-- SOURCE RECORDS follows --

PR #11502, opened 2026-07-20
[Docs] Escape Tablestore JDBC URL to avoid dead-link false positives

det101:
## Summary
- Escape the Tablestore JDBC example URL in English/Chinese JDBC source docs with HTML entities (same approach as Snowflake), so `markdown-link-check` does not treat the embedded `https://` endpoint as a public web link.
- Follow-up hardening after #11459, which already replaced the concrete `myinstance` endpoint with placeholders.

## Test plan
- [x] `markdown-link-check -c .dlc.json` on `docs/en/connectors/source/Jdbc.md`
- [x] `markdown-link-check -c .dlc.json` on `docs/zh/connectors/source/Jdbc.md`
- [ ] Confirm dead-link CI job passes on this PR


DanielLeens (commented):



det101:
I noticed this has already been fixed in #11459 (by @nzw921rx), which replaced the concrete Tablestore JDBC example endpoint with a placeholder so the dead-link check no longer treats it as a public URL.

Closing this PR accordingly. Thanks!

-- SOURCE RECORDS concluded --

PROBLEM REQUIREMENTS:
Each record should be transcribed exactly as it was written.

REPLY TO THE EXERCISE:
PR #11502, opened 2026-07-20
[Docs] Escape Tablestore JDBC URL to avoid dead-link false positives

det101:
## Summary
- Escape the Tablestore JDBC example URL in English/Chinese JDBC source docs with HTML entities (same approach as Snowflake), so `markdown-link-check` does not treat the embedded `https://` endpoint as a public web link.
- Follow-up hardening after #11459, which already replaced the concrete `myinstance` endpoint with placeholders.

## Test plan
- [x] `markdown-link-check -c .dlc.json` on `docs/en/connectors/source/Jdbc.md`
- [x] `markdown-link-check -c .dlc.json` on `docs/zh/connectors/source/Jdbc.md`
- [ ] Confirm dead-link CI job passes on this PR


DanielLeens (commented):



det101:
I noticed this has already been fixed in #11459 (by @nzw921rx), which replaced the concrete Tablestore JDBC example endpoint with a placeholder so the dead-link check no longer treats it as a public URL.

Closing this PR accordingly. Thanks!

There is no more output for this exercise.